PR #6672, opened 2025-02-08
Fix incorrect and ambiguous help strings

nmoroze:
This PR updates some help strings that are incorrect or ambiguous. These were caught by some old work I was doing on parsing OpenROAD help strings.

`clock_tree_synthesis`: a bunch of the switches were missing arguments, making them look like flags
- `detailed_route_debug`: putting braces around list items is more consistent with e.g. `initialize_floorplan`, and makes it explicit that these items need to be part of a list (rather than 4 separate words)
- `repair_antennas`: the `diode_cell` argument is optional
- `place_pad`: this one feels the least important since I think most people could infer this, but putting the positional argument makes it extra clear that `-mirror` doesn't accept a value "name". I think this is also consistent with how some other help strings are defined.

### DIFF
--- a/src/grt/src/GlobalRouter.tcl
+++ b/src/grt/src/GlobalRouter.tcl
@@ -255,7 +255,7 @@ proc global_route { args } {
   }
 }
 
-sta::define_cmd_args "repair_antennas" { diode_cell \
+sta::define_cmd_args "repair_antennas" { [diode_cell] \
                                          [-iterations iterations] \
                                          [-ratio_margin ratio_margin]}
 
--- a/src/pad/src/pad.tcl
+++ b/src/pad/src/pad.tcl
@@ -230,11 +230,11 @@ proc place_corners { args } {
   pad::place_corner $master $index
 }
 
-sta::define_cmd_args "place_pad" {[-master master] \
+sta::define_cmd_args "place_pad" {name \
+                                  [-master master] \
                                   -row row_name \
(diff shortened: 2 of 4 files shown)


src/grt/src/GlobalRouter.tcl
```diff
@@ -255,7 +255,7 @@ proc global_route { args } {
   }
 }
 
-sta::define_cmd_args "repair_antennas" { diode_cell \
+sta::define_cmd_args "repair_antennas" { [diode_cell] \
                                          [-iterations iterations] \
                                          [-ratio_margin ratio_margin]}
```
maliberty, line 260: As diode_cell is a positional argument it should come after the flags

src/pad/src/pad.tcl
```diff
@@ -230,11 +230,11 @@ proc place_corners { args } {
   pad::place_corner $master $index
 }
 
-sta::define_cmd_args "place_pad" {[-master master] \
+sta::define_cmd_args "place_pad" {name \
```
maliberty, line 233: name is positional and should remain at the end

maliberty (changes requested):

src/grt/src/GlobalRouter.tcl
nmoroze: Got it, didn't realize that's the convention - updated it.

Instructions for the task =
Your reply should repeat the entire listing, word for word and complete.

Written response =
PR #6672, opened 2025-02-08
Fix incorrect and ambiguous help strings

nmoroze:
This PR updates some help strings that are incorrect or ambiguous. These were caught by some old work I was doing on parsing OpenROAD help strings.

`clock_tree_synthesis`: a bunch of the switches were missing arguments, making them look like flags
- `detailed_route_debug`: putting braces around list items is more consistent with e.g. `initialize_floorplan`, and makes it explicit that these items need to be part of a list (rather than 4 separate words)
- `repair_antennas`: the `diode_cell` argument is optional
- `place_pad`: this one feels the least important since I think most people could infer this, but putting the positional argument makes it extra clear that `-mirror` doesn't accept a value "name". I think this is also consistent with how some other help strings are defined.

### DIFF
--- a/src/grt/src/GlobalRouter.tcl
+++ b/src/grt/src/GlobalRouter.tcl
@@ -255,7 +255,7 @@ proc global_route { args } {
   }
 }
 
-sta::define_cmd_args "repair_antennas" { diode_cell \
+sta::define_cmd_args "repair_antennas" { [diode_cell] \
                                          [-iterations iterations] \
                                          [-ratio_margin ratio_margin]}
 
--- a/src/pad/src/pad.tcl
+++ b/src/pad/src/pad.tcl
@@ -230,11 +230,11 @@ proc place_corners { args } {
   pad::place_corner $master $index
 }
 
-sta::define_cmd_args "place_pad" {[-master master] \
+sta::define_cmd_args "place_pad" {name \
+                                  [-master master] \
                                   -row row_name \
(diff shortened: 2 of 4 files shown)


src/grt/src/GlobalRouter.tcl
```diff
@@ -255,7 +255,7 @@ proc global_route { args } {
   }
 }
 
-sta::define_cmd_args "repair_antennas" { diode_cell \
+sta::define_cmd_args "repair_antennas" { [diode_cell] \
                                          [-iterations iterations] \
                                          [-ratio_margin ratio_margin]}
```
maliberty, line 260: As diode_cell is a positional argument it should come after the flags

src/pad/src/pad.tcl
```diff
@@ -230,11 +230,11 @@ proc place_corners { args } {
   pad::place_corner $master $index
 }
 
-sta::define_cmd_args "place_pad" {[-master master] \
+sta::define_cmd_args "place_pad" {name \
```
maliberty, line 233: name is positional and should remain at the end

maliberty (changes requested):

src/grt/src/GlobalRouter.tcl
nmoroze: Got it, didn't realize that's the convention - updated it.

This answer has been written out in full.